2. A method according to claim 1, characterized in that it consists in carrying out the optional supply of fluid under pressure of the pilot device, only during the piston rebound phase, at the beginning of the movement of the distributor while the distributor feeds the piston. still the high chamber of high pressure fluid.

3. An apparatus for the application of the method according to any of claims 1 and 2, characterized in that it comprises a drive slide, omitted at the opposing pressures of the prevailing fluid, respectively, in the upper chamber and in the power supply circuit. the high pressure fluid plenum, this slide opens a supply circuit of the pressurized fluid pilot device, when the difference between the pressure in the upper chamber and the pressure in the supply circuit exceeds a predetermined value.

4. An apparatus according to claim 2, characterized in that the drive slide is mounted on a cylinder that delimits with the slide two opposite chambers connected, respectively, to the upper chamber and to the high-pressure fluid supply channel, and in the where two channels connected to a source of fluid under pressure and to the pilot device, respectively, open, these two channels are capable of being put into communication by means of a throat comprising the drive slide, in a certain axial position thereof.

5. The apparatus according to claim 4, characterized in that one of the channels opens into the cylinder of the drive slide that communicates with the supply conduit of the high pressure fluid apparatus.
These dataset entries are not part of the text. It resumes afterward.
PR #2225, opened 2026-08-12
fix: require changed files in package manifests

jiangmuran:
## Summary

- require changed files in modern professional submission packages to appear in the manifest inventory
- require their existing manifest integrity contract, including `sha256`
- preserve the documented maintainer-only `FEEDBACK.md` exception and historical package compatibility

## Reproduction

On current main, adding `submissions/alice/sample/visual/assets/runtime.js` to an otherwise valid professional package without listing it in `manifest.json` passes `validate_submission()` with `ok: true`. The same result holds when the script contains `fetch(...)`. Because `package_sha256()` hashes only the manifest and manifest-declared artifacts, changing that undeclared executable asset also leaves the reviewed package digest unchanged. An undeclared figure has the same inventory gap.

## Root cause

Manifest validation checked every declared path against disk, but did not apply the reverse check from changed package paths back to the declared inventory.

## Compatibility

The reverse check only applies to `package_type=professional_design_package` and only to changed files that still exist in the checkout. It therefore does not require full historical package hydration. `proposal.md` and `manifest.json` are already declared by the current scaffold; maintainer-only `FEEDBACK.md` remains outside the participant package by design.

6. The apparatus according to claim 4, characterized in that one of the channels that opens into the cylinder of the drive slide communicates with the upper chamber.

7. The apparatus according to any of claims 3 to 6, characterized in that the supply conduit of the pressure fluid pilot device passes through a slider device, from which the movement is mechanically linked to the movement of the distributor and which comprises a throat that, immediately after the position of the slide, allows or does not allow the passage of pressurized fluid in the direction of the selector slide of the stroke course, belonging to the piloting device.

8. The apparatus according to claim 7, characterized in that the throat of the slide associated with the distributor is positioned in such a way that it does not allow the passage of fluid under pressure more than during the beginning of the stroke of the distributor slide, to a period in which the distributor still allows the feeding of the high chamber of fluid under pressure.

9. The apparatus according to any of claims 7 and 8, characterized in that the slider associated with the distributor is independent of the distributor slider and linked mechanically to the latter.

10. The apparatus complies with any of claims 7 and 8, characterized in that the slider associated with the distributor, and the slider of the distributor form a single piece.

11. The apparatus according to any d < 2, claims 3 to 10, characterized in that it comprises a channel "2", in permanent or momentary communication with the supply circuit of the fluid pilot device under pressure, designed to evacuate, at each cycle, a defined quantity of fluid, for restoring the spool of the pilot device in the direction of decreasing the stroke of the striker piston, when this piloting device is no longer sufficiently supplied with fluid under pressure.